**EXERCISE GOAL**
From the entries, copy each line that includes "memory".

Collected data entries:

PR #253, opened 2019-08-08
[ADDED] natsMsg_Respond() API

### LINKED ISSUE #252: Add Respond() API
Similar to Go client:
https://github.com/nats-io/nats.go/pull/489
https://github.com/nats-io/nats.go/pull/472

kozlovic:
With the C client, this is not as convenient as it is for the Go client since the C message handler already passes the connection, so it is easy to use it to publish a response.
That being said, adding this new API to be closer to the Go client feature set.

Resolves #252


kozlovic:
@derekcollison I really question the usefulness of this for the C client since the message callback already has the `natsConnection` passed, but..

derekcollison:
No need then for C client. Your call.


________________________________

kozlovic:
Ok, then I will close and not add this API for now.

* * *

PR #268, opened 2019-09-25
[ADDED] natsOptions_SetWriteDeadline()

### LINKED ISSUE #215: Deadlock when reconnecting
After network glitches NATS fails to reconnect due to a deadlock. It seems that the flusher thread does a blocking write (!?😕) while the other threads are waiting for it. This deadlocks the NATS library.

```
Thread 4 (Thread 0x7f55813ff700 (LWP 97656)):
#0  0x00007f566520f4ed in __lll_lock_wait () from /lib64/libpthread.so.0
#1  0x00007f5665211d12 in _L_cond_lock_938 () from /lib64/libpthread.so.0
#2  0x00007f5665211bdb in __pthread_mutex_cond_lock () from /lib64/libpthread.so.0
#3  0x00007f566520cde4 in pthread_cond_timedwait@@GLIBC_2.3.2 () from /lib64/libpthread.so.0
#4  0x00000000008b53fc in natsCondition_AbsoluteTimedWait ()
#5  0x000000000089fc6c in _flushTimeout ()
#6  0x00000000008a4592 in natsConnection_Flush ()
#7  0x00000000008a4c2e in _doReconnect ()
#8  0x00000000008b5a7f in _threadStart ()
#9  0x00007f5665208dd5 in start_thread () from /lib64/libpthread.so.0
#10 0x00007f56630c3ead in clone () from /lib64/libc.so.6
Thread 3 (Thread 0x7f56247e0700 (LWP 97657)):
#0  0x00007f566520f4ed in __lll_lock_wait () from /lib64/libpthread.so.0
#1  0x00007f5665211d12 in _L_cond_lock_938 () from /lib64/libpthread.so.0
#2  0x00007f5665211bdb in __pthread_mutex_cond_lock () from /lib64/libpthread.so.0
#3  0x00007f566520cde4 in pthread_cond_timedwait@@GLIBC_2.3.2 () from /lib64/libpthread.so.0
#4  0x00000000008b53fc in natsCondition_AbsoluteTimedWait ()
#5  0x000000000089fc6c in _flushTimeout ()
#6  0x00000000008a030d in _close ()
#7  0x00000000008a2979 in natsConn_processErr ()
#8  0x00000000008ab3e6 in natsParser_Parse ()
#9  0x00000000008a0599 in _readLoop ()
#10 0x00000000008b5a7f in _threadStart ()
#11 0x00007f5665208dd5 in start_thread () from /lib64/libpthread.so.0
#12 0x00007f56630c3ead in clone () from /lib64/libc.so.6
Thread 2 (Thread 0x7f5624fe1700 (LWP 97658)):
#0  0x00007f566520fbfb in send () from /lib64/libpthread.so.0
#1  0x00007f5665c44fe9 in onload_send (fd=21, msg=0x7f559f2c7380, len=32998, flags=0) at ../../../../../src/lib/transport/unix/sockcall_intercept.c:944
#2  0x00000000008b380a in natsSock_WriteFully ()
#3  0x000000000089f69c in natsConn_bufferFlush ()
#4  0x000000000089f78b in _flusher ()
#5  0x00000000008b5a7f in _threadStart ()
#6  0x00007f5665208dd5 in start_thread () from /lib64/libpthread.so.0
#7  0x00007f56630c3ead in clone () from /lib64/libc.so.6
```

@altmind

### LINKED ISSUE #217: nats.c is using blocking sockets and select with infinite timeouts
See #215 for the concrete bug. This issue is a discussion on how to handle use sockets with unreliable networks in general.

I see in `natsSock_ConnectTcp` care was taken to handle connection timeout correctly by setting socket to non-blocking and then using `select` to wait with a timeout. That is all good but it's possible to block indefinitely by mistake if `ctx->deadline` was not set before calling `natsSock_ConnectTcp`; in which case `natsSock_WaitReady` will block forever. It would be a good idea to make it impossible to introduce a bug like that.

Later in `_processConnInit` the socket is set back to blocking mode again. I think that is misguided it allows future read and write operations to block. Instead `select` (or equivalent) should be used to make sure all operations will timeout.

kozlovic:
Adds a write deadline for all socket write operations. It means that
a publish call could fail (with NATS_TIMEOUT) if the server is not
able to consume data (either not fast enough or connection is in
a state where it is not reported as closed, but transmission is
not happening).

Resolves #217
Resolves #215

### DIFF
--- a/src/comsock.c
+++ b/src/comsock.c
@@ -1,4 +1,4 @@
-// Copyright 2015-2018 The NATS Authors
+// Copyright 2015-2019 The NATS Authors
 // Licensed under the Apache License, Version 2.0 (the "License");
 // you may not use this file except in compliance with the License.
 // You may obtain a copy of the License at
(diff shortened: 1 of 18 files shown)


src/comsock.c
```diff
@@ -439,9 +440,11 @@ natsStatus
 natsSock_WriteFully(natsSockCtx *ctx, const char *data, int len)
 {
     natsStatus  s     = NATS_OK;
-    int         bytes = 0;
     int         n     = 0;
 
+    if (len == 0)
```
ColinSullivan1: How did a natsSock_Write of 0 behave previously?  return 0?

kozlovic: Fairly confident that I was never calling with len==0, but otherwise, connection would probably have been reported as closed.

--

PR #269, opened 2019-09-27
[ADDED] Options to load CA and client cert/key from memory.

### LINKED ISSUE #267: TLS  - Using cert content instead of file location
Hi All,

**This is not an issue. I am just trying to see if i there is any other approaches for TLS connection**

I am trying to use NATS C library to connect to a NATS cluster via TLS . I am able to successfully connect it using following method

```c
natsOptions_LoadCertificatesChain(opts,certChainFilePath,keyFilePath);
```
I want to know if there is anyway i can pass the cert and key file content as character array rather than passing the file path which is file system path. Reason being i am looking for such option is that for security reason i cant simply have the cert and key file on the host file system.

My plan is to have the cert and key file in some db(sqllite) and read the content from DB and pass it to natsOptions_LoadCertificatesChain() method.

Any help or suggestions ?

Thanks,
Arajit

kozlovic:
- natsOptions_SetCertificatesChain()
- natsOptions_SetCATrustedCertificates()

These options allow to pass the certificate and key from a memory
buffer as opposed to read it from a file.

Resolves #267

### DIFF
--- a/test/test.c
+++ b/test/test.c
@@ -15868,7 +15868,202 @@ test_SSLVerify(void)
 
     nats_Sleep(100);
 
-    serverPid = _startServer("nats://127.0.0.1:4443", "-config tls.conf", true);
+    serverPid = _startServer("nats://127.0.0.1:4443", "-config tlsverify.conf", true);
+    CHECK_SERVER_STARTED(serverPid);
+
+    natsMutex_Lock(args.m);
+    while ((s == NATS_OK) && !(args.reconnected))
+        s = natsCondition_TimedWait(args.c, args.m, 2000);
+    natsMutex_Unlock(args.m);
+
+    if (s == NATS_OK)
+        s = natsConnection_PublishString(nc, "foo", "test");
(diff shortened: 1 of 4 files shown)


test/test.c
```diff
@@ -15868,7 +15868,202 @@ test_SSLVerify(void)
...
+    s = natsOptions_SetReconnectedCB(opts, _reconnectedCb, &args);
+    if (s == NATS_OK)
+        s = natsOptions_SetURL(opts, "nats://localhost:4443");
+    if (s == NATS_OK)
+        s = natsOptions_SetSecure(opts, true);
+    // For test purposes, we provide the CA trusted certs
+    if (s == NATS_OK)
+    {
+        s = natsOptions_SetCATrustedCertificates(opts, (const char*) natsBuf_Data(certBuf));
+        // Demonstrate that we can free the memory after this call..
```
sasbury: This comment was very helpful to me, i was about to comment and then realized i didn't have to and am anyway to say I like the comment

**ANSWER TO THIS TASK**
[ADDED] Options to load CA and client cert/key from memory.
These options allow to pass the certificate and key from a memory
+        // Demonstrate that we can free the memory after this call..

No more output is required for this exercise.